Work task => When a line of the material has the word "only" in it, copy that line.

Supplied material =>
PR #13001, opened 2024-06-17
Reconfigure `RSpec/PredicateMatcher` for better expectation failure messages

Earlopain:
This is something that has bothered me for a while. There is an rspec cop for this to enforce better failure messages. I changed the config an let RuboCop autocorrect.

Changed expectations would previously output messages like this:
```
     Failure/Error: expect(options_keys.include?(:aautocorrect)).to be(true)

       expected true
            got false
```

The new expectations print the actual vs expected value:
```
     Failure/Error: expect(options_keys).to include(:aautocorrect)

       expected [:autocorrect_all, :autocorrect] to include :aautocorrect
       Diff:
       @@ -1 +1 @@
       -[:aautocorrect]
       +[:autocorrect_all, :autocorrect]
```

The same improvement also applies to something like `expect($stderr.string.include?("whatever).to be(true)` or `expect(foo.nil?).to be(true)` (and probably more)

-----------------

* [ ] Added tests.

### DIFF
--- a/.rubocop.yml
+++ b/.rubocop.yml
@@ -142,7 +142,8 @@ RSpec:
       - expect_offense
 
 RSpec/PredicateMatcher:
-  EnforcedStyle: explicit
+  # Also consider `be(true)` and `be(false)` as offenses, instead of only `be_truthy` and `be_falsy`
+  Strict: false
 
 RSpec/SpecFilePathFormat:
   CustomTransform:
--- a/lib/rubocop/cop/util.rb
+++ b/lib/rubocop/cop/util.rb
@@ -173,7 +173,9 @@ module RuboCop
       def same_line?(node1, node2)
         line1 = line(node1)
         line2 = line(node2)
-        line1 && line2 && line1 == line2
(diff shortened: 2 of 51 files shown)


.rubocop.yml
```diff
@@ -142,7 +142,7 @@ RSpec:
       - expect_offense
 
 RSpec/PredicateMatcher:
-  EnforcedStyle: explicit
+  Strict: false
```
bbatsov, line 145: I'd add a comment explaining the need for this.

Earlopain:
Had to change some application code here: https://github.com/rubocop/rubocop/pull/13001/files#diff-fd0332e5689d0ab642df39f706a915663f5d8764d4fa4442d36a291b16de70fb

For some reason the test for that would fail only with rspec 4 if this returns nil instead of false.

.rubocop.yml
Earlopain: Added:
> Also consider `be(true)` and `be(false)` as offenses, instead of only `be_truthy` and `be_falsy`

Solution =>
+  # Also consider `be(true)` and `be(false)` as offenses, instead of only `be_truthy` and `be_falsy`
For some reason the test for that would fail only with rspec 4 if this returns nil instead of false.
> Also consider `be(true)` and `be(false)` as offenses, instead of only `be_truthy` and `be_falsy`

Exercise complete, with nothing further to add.